Just leaving aside the Z8 for a minute, I can't imagine that Meguiars would expect users of UQD to be stripping it off everytime they wanted to add a wax layer, surely?


----------



## Stan (Aug 30, 2006)

You could wax over Z8 but best leave it for a while to cure even a day or two, but its so slick you wont get the best bond as using a pre wax cleaner.


----------



## Epoch (Jul 30, 2006)

Pit Viper said:


> Why is this then? If both are looked at as 'spray sealants' then according to the rules of sealant > wax, it shouldn't be a problem, should it?
> 
> Just leaving aside the Z8 for a minute, I can't imagine that Meguiars would expect users of UQD to be stripping it off everytime they wanted to add a wax layer, surely?


Z8 is super slick, as most of the Zaino range, carnauba wax seems to smear more!

UQD, although i have #135, has a similar effect as it leaves behind some super slick sealant protection. I agree about Megs not expecting this however UQD will deminsih over time and you'll find they have two types of carnaba natural wax product 
1. A cleaner wax, which will remove the UQD during application or a least break it down a bit 
2. A non cleaner wax which will state "always apply to a clean surface etc hence the step 1 product.
That way they cover themselves
UQD and NXT 2.0 would be fine as that's a sealant product!

Not wishing to preach so go and try them

Always best to try these things


----------



## CleanYourCar (Jan 23, 2006)

As far as I know #135 and Ultimate QD are identical products with different branding, which makes gallons of it fantastic value for money 

Ultimate Quick Detailer works well over Carnaubas between washes.

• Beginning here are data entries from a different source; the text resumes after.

PR #3313, opened 2017-10-23
Theming for close-editor button

caitlin-hennessy:
Goes with https://github.com/Microsoft/pxt-adafruit/pull/413

### DIFF
--- a/theme/themes/pxt/globals/site.variables
+++ b/theme/themes/pxt/globals/site.variables
@@ -19,6 +19,7 @@
 @pink:#E2008C;
 @brown:#00BCF2;
 @grey:#505050;
+@lightGrey: #fefefe;
 
 @greenTextColor: darken(@green, 5);
 
@@ -158,6 +159,17 @@
 
 @blocklyToolboxColor: rgba(0, 0, 0, 0.05);
 @trashIconColor: @primaryColor;
+
+/*-------------------
+   Serial editor
+--------------------*/
+@serialBackgroundColor: lighten(@simulatorBackground, 2);
+@serialTextColor: white;
+@serialGraphBackground: @lightGrey;
+@serialGraphColor: black;
+@closeColor: black;
+@closeColorHover: darken(@closeColor, 25%);
+@borderSize: 2px;
 
 /*-------------------
    Blockly
--- a/theme/themes/pxt/globals/site.variables
+++ b/theme/themes/pxt/globals/site.variables
@@ -164,12 +164,12 @@
    Serial editor
 --------------------*/
 @serialBackgroundColor: lighten(@simulatorBackground, 2);
-@serialTextColor: @darkTextColor;
+@serialTextColor: @invertedTextColor;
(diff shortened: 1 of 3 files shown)


theme/themes/pxt/globals/site.variables
```diff
@@ -160,6 +161,17 @@
 @trashIconColor: @primaryColor;
 
 /*-------------------
+   Serial editor
+--------------------*/
+@serialBackgroundColor: lighten(@simulatorBackground, 2);
+@serialTextColor: white;
+@serialGraphBackground: @lightGrey;
+@serialGraphColor: black;
+@closeColor: black;
```
microsoftsam: rename to editorCloseColor. This will conflict with semantic's close color here.

theme/themes/pxt/globals/site.variables
```diff
@@ -160,6 +161,17 @@
...
+@closeColorHover: darken(@closeColor, 25%);
```
microsoftsam: same as above.

theme/themes/pxt/globals/site.variables
```diff
@@ -160,6 +161,17 @@
...
+@borderSize: 2px;
+
```
microsoftsam: same here.

webapp/src/serial.tsx
```diff
@@ -223,10 +223,10 @@ export class Editor extends srceditor.Editor {
                         </div>
                     </div>
                     <div className="rightHeader">
-                        <sui.Button class="ui icon circular small inverted button" ariaLabel={lf("Close")} onClick={this.goBack.bind(this)}>
-                            <sui.Icon icon="close" />
+                        <sui.Button class="ui icon circular small button closeEditor" ariaLabel={lf("Close")} onClick={this.goBack.bind(this)}>
```
microsoftsam: Should this be over to the left? Makes more sense to go back that way. Especially if you're using the arrow left icon.

theme/themes/pxt/globals/site.variables
```diff
@@ -160,6 +161,17 @@
 @trashIconColor: @primaryColor;
 
 /*-------------------
+   Serial editor
+--------------------*/
+@serialBackgroundColor: lighten(@simulatorBackground, 2);
+@serialTextColor: white;
+@serialGraphBackground: @lightGrey;
```
microsoftsam: use @darkTextColor instead of white.

webapp/src/serial.tsx
caitlin-hennessy: Just to the left of the download button?  Or *all* the way to the left, by the play/pause button?

microsoftsam: All the way to the left. Consistent with most back buttons

theme/themes/pxt/globals/site.variables
caitlin-hennessy: Doesn't look like @darktextcolor is defined?

microsoftsam:
Will merge once build passes.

I've personally only layered Victoria Collectors back over it and had no issues at all.


----------



## stargazer (Aug 9, 2006)

CleanYourCar said:


> As far as I know #135 and Ultimate QD are identical products with different branding, which makes gallons of it fantastic value for money
> 
> Ultimate Quick Detailer works well over Carnaubas between washes. I've personally only layered Victoria Collectors back over it and had no issues at all.


Don't say that Tim! Better get the credit card out again.......
Z16 on the tyres looks spiff :thumb:
Thanks for the quick delivery too by the way :lol:


----------



## CleanYourCar (Jan 23, 2006)

I was just thinking for legal reasons don't quote me on that! From my own testing though it's hard to tell if there is any difference as they both look and smell the same and have the Hydrophobic watsit technology.

Nice stuff the Z-16 dressing though isn't it. It sits closer to Swissvax Pneu in looks and it's nice to be able to layer it to achive different finishes.

No problem with the delivery, thanks for ordering! I can't believe how quick Z-8 sold out. But from the picture you posted I think the reason why is clear to see why.


----------



## Toscane (Apr 28, 2008)

Nice review brother, although I can't tell the difference between the right and left side.

One question though, what products used under those QDs(polish, wax et cetera...)?


----------



## alanjo99 (Nov 22, 2007)

Toscane said:


> Nice review brother, although I can't tell the difference between the right and left side.


Dont think that was a 50:50 shot - he said he will do a 50:50 on the bonnet - pics tomorrow


----------



## stargazer (Aug 9, 2006)

alanjo99 said:


> Dont think that was a 50:50 shot - he said he will do a 50:50 on the bonnet - pics tomorrow


Thanks Alan. I did indeed :thumb:


----------



## Toscane (Apr 28, 2008)

Oh, I guess I should read more carefully but then again, pictures are so distracting. :blush:


----------



## stargazer (Aug 9, 2006)

I just want to add that although the Zaino Z8 is coming up a winner alongside the Megs all panels were correctly polished. By adding the QD quite simply boosted the flake.


----------



## stargazer (Aug 9, 2006)

CleanYourCar said:


> I was just thinking for legal reasons don't quote me on that! From my own testing though it's hard to tell if there is any difference as they both look and smell the same and have the Hydrophobic watsit technology.
> 
> Nice stuff the Z-16 dressing though isn't it. It sits closer to Swissvax Pneu in looks and it's nice to be able to layer it to achive different finishes.
> 
> No problem with the delivery, thanks for ordering! I can't believe how quick Z-8 sold out. But from the picture you posted I think the reason why is clear to see why.


Hey Tim. Do I get a free bottle Of car Shampoo for you selling out on the Z8??? :lol:
I mean a picture can mean a thousand words right??


----------